PR #1199, opened 2018-04-10
GetAccount returns kv only with keys

victordrobny:

### Description of the Change
GetAccount query returns only keys in kv storage.

### Benefits
No value returns. It allows making query responses smaller.


victordrobny:
Docs are fixed. Python bindings works.

PR #1200, opened 2018-04-10
Remove txCounter from Iroha

victordrobny:

### Description of the Change
Remove tx counter from Iroha


neewy:
Next time do not forget to put whole description for PR

neewy:
@victordrobny @lebdron 

> docs directory should also be updated, but probably in a separate pull request.

If you can do it here I see no problem updating information related to txCounter

lebdron:
@neewy the idea was to separate changes to code and documentation, but it should be OK since the changes to documentation are not large. 
https://github.com/hyperledger/iroha-ios also needs to be updated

********************

> **Your assignment**: In the material above, show every line where the word "should" turns up.

> **Written response**:
> docs directory should also be updated, but probably in a separate pull request.
@neewy the idea was to separate changes to code and documentation, but it should be OK since the changes to documentation are not large. 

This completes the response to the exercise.